Segment Start: Listed entries

PR #1014, opened 2025-01-08
Bump peano forward by 3 months

newling:
Using this more recent version fixes a numerical error I've observed. Performance numbers appear unchanged


Yu-Zhewen (approved):
Thanks!

PR #1016, opened 2025-01-09
[KernelDispatch] Add matmul RHS outer permutation

jtuyls:
Permutes the level 0 RHS pack operations to always get RHS/B on L2 into the packed layout [N K ? ?] instead of [K N ? ?]. This is needed for splitting on the outer dimension when caching more of K in L2 (K > 1).


yzhang93 (approved):
LGTM.

PR #1020, opened 2025-01-10
[CI] Use pre-commit (copy IREE) for linting

newling:
This PR aligns iree-amd-aie's linting with IREE's. It copies files https://github.com/iree-org/iree/blob/main/.pre-commit-config.yaml and https://github.com/iree-org/iree/blob/main/.github/workflows/lint.yml , with the only change being a removal of basel and yml linting, as we don't have basel or yml in iree-amd-aie (and the basel linter was failing). 

This PR also includes the changes needed to pass the linter. Running  `pre-commit run --all-files` basically did everything needed, with 2 places where a `clang-format off/on` pair was needed to avoid header rearrangement. 

Note to developers: if your PR fails linting after this lands, it's very easy to fix locally: `pip install pre-commit` and then run pre-commit on all or a subset of the project files. 

{0378F65F-6FDD-4765-9E8E-378380638A74}


jtuyls (approved):
LGTM, thanks!

PR #1021, opened 2025-01-10
[IR] Update how tile's with partial info are printed 

newling:
Will now be `%tile_c_3` and `%tile_2_r` if one or other of the column and row are integers. As opposed to just `%tile` and `%tile_1`. This aligns tile printing with the (not landed) printing of logicalobjectfifos: https://github.com/nod-ai/iree-amd-aie/pull/1017


jtuyls (approved):
LGTM

PR #1027, opened 2025-01-14
[FuseConsumerIntoLoop] Extend to multiple results and generalize depth fusion

jtuyls:
This PR extends the consumer fusion to work for matmul + elemwise in case of an additional level of tiling (see added lit test).


yzhang93 (approved):
LGTM

PR #1028, opened 2025-01-14
[IR] Add info to SSA names: what operand of the linalg op does this correspond to? 

newling:
This is quite a heavy hammer to apply for SSA name generation but I've found it useful when trying to get my head around the IR. With this change, the operand of the high-level operation is included in the low level op name. For example, now a `.logicalobjectfifo.from_buffers` on column 0 and row 2 which is for moving data of operand number 2 of the top-level operation might look like:

```
%lof_0_2_C =  amdaie.logicalobjectfifo.from_buffers(
              {%buffer_0_2_C}, {%lock_0_2_10}, {%lock_0_2_11}) 
               : memref<1024xf32, 2 : i32> -> !amdaie.logicalobjectfifo<memref<1024xf32, 2 : i32>>
```

The trailing `_C` is added because of a traversal through producers/consumers until compute ops (linalg.generics and func.calls) are found, and indexes determined. The `_C` specifically is because the index is 2, and 'C' = 'A' + 2. If it's not unambiguously clear what the index is, this new suffix is just not added. 

Take a look at the round-trip test added here for more info!

ps. I'm expecting push-back on this one, so I'll say upfront that I'm also happy just to cherry-pick this onto my work branch when I can't follow IR.

### DIFF
--- a/.github/workflows/ci-linux.yml
+++ b/.github/workflows/ci-linux.yml
@@ -19,7 +19,7 @@ concurrency:
 jobs:
   build_and_ctest:
     name: Build and Test (linux, ASSERTIONS)
-    runs-on: nod-ai-shared-cpubuilder-manylinux-x86_64
+    runs-on: azure-cpubuilder-linux-scale
     strategy:
       fail-fast: true
     env:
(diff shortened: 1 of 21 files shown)


makslevental:
FYI you could just use this 

https://github.com/llvm/llvm-project/pull/119996

 functionality plus `NamedLoc` to get this same effect "for free".

newling:
> FYI you could just use this
> 
> [llvm/llvm-project#119996](https://github.com/llvm/llvm-project/pull/119996)
> 
> functionality plus `NamedLoc` to get this same effect "for free".

Nice I'll try it, but I'll be very surprised if we propagate locations when new ops are created in passes.

```
iree-amd-aie/Transforms $ grep -r "UnknownLoc()" | wc -l
102
```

Segment End: Listed entries

**Work item**
Beginning with the opening line above, retype the records exactly through the line with "PR #1020, opened 2025-01-10", both ends included.

**Solution to this problem**
PR #1014, opened 2025-01-08
Bump peano forward by 3 months

newling:
Using this more recent version fixes a numerical error I've observed. Performance numbers appear unchanged


Yu-Zhewen (approved):
Thanks!

PR #1016, opened 2025-01-09
[KernelDispatch] Add matmul RHS outer permutation

jtuyls:
Permutes the level 0 RHS pack operations to always get RHS/B on L2 into the packed layout [N K ? ?] instead of [K N ? ?]. This is needed for splitting on the outer dimension when caching more of K in L2 (K > 1).


yzhang93 (approved):
LGTM.

PR #1020, opened 2025-01-10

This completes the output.